=== PROBLEM TO WORK ON ===
Search the data for the string "renderComponent" and gather each line it is in.

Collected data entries
PR #287, opened 2023-09-01
PT-1686 | feat: move "Enrol to queue" button under the occurrences table

karisal-anders:
### feat: move "Enrol to queue" button under the occurrences table

refs PT-1686

### Closes :no_good_woman:

**[PT-1686](https://helsinkisolutionoffice.atlassian.net/browse/PT-1686)**

## Testing :alembic:

https://kultus-ui-pr287.dev.hel.ninja/

## Additional notes :spiral_notepad:

[PT-1686]: https://helsinkisolutionoffice.atlassian.net/browse/PT-1686?atlOrigin=eyJpIjoiNWRkNTljNzYxNjVmNDY3MDlhMDU5Y2ZhYzA5YTRkZjUiLCJwIjoiZ2l0aHViLWNvbS1KU1cifQ

PR #288, opened 2023-09-05
Move enrol to queue button below the occurrences table and hide it when queue should not be possible

nikomakela:
PT-1686
Move enrol to queue button below the occurrences table. Change the style and the text of the heading.

PT-1678
The event queue form should be hidden when there are no occurrences

PT-1677
The event queue form should be available only for the events with internal enrolment when the enrolment period has already started.

Second try for #287 .

----

### The event queue section is below the occurrences table when a single internal enrolment is required

image

The form can be opened and used

image

### The event queue section is below the occurrences table when multiple internal enrolments are required

image

### The queue enrolment controls are hidden when the event has external enrolments:

image

### The event queue section is hidden when the event has no enrolments

image

### The event queue section is hidden when the event has no occurrences

image

### DIFF
--- a/src/domain/event/__tests__/EventPage.test.tsx
+++ b/src/domain/event/__tests__/EventPage.test.tsx
@@ -976,3 +976,124 @@ describe('back button', () => {
     expect(backLink).toHaveAttribute('href', '/');
   });
 });
+
+describe('event queue enrolment form', () => {
+  it('is visible when the internal enrolments has already begun', async () => {
+    renderComponent();
+    await waitForRequestsToComplete();
+    expect(
+      screen.getByRole('heading', {
+        name: /jonoon ilmoittautuminen/i,
+      })
+    ).toBeInTheDocument();
+    expect(
+      screen.getByRole('button', {
+        name: /ilmoittaudu jonoon/i,
+      })
+    ).toBeInTheDocument();
+  });
+
+  it('is hidden when the internal enrolments has not yet begun', async () => {
+    const today = new Date();
+    const tomorrow = new Date(today);
+    tomorrow.setDate(tomorrow.getDate() + 1);
+    const eventStillNotEnrollable =
+      createEventQueryMockIncludeLanguageAndAudience({
+        ...eventData,
+        id: data.id,
+        pEvent: fakePEvent({
+          ...eventData.pEvent,
+          enrolmentStart: tomorrow,
+        }),
+      });
+    const [, ...mocks] = apolloMocks;
+    renderComponent({ mocks: [eventStillNotEnrollable, ...mocks] });
+    await waitForRequestsToComplete();
+    expect(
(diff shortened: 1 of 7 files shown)


terovirtanen:
**kultus-ui branch is deployed to platta: https://kultus-ui-pr288.dev.hel.ninja** :rocket::rocket::rocket:

nikomakela:
The product owner checked this PR and all it's redesigns that were shown in the screenshots -- and they were OK! 🚢

src/domain/event/utils.ts
```diff
@@ -169,3 +170,20 @@ export const getEnrolmentType = (
   }
   return EnrolmentType.Unenrollable;
 };
+
+/**
+ * Does the event support enrolling in the queue?
+ * 1. Are the enrolments handled internally in the Kultus
+ * 2. Has the enrolment started already
+ * 3. Are there any occurrences for the event
+ */
```
karisal-anders, line 179: How would you feel about this:
```typescript
/**
 * Does the event support enrolling in the queue?
 * @return True if enrolments are handled internally in Kultus,
 * the enrolment has started and there is at least one occurrence
 * for the event, otherwise False.
 */
```

src/domain/event/__tests__/EventPage.test.tsx
```diff
@@ -976,3 +976,124 @@ describe('back button', () => {
...
+    const eventWithoutOccurrences =
+      createEventQueryMockIncludeLanguageAndAudience({
+        ...eventData,
+        id: data.id,
+        pEvent: fakePEvent({
+          ...eventData.pEvent,
+          occurrences: undefined,
+        }),
+      });
+    const [, ...mocks] = apolloMocks;
```
karisal-anders, line 1085: Unneeded comma?

karisal-anders (approved):
Approved with comments, please would you go through them? Thank you!

src/domain/event/utils.ts
nikomakela: Quite trivial thing. I think that a list is more clear, but I can still change this, just for the `@return ` jsdoc syntax 😄

terovirtanen:
**kultus-ui branch is deployed to platta: https://kultus-ui-pr288.dev.hel.ninja** :rocket::rocket::rocket:

src/domain/event/__tests__/EventPage.test.tsx
karisal-anders: Ah, learned something new then. 👍 Looked up https://javascript.info/destructuring-assignment

src/domain/event/utils.ts
karisal-anders: To myself the list was otherwise clear but whether the bullet points meant OR or AND was not clear and that's why I suggested and alternative.

PR #306, opened 2024-02-21
feat: use keywordAnd-filter in events list query for keywords

nikomakela:
PT-1591.
Update the GraphQL schemas: Add KeywordAnd-filter to events list query.
The new keywordAnd filter is now used instead of the keyword-filter,
which means that all the selected keywords narrows down 
the search results list instead of growing it.

There is an alternative or "extension" for this in https://github.com/City-of-Helsinki/palvelutarjotin-ui/pull/307

### DIFF
--- a/src/common/components/keyword/KeywordsList.tsx
+++ b/src/common/components/keyword/KeywordsList.tsx
@@ -32,8 +32,8 @@ const KeywordsList: React.FC<KeywordsListProps> = ({
 
   return (
     <ul className={styles.keywordsList}>
-      {keywordsPropArr.map((k) => (
-        <li key={k.id}>
+      {keywordsPropArr.map((k, i) => (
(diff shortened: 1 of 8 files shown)


terovirtanen:
**kultus-ui branch is deployed to platta: https://kultus-ui-pr306.dev.hel.ninja** :rocket::rocket::rocket:

karisal-anders:
Do you see anything that is better in this PR than in PR #307? If not, how about just closing this as unneeded/unused/replaced?

nikomakela:
> Do you see anything that is better in this PR than in PR #307? If not, how about just closing this as unneeded/unused/replaced?

We will continue with keyword_AND -parameter while we are waiting for LE-team to inestigate the issues related to in use of keyword_OR_set -parameter.

PR #327, opened 2024-09-20
fix: use only the values of a persisted form state when initializing …

nikomakela:
…a form with FormikPersist

PT-1721.

The FormikPersist persists the whole Formik state to the local storage, so it included all the errors and dirtiness checks. When user opened the form again, if there were any errors in the persisted form state, the form also had all the validation errors visible. The validation errors replaces the helper texts. Instead of initializing the full form state with the persisted state, use only the persisted form values.

image


karisal-anders (approved):
Looks ok codewise, didn't test, let's test in test environment, and fix if needs fixing.

terovirtanen:
**kultus-ui branch is deployed to platta: https://kultus-ui-pr327.dev.hel.ninja** :rocket::rocket::rocket:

=== ANSWER FOR THIS EXERCISE ===
+    renderComponent();
+    renderComponent({ mocks: [eventStillNotEnrollable, ...mocks] });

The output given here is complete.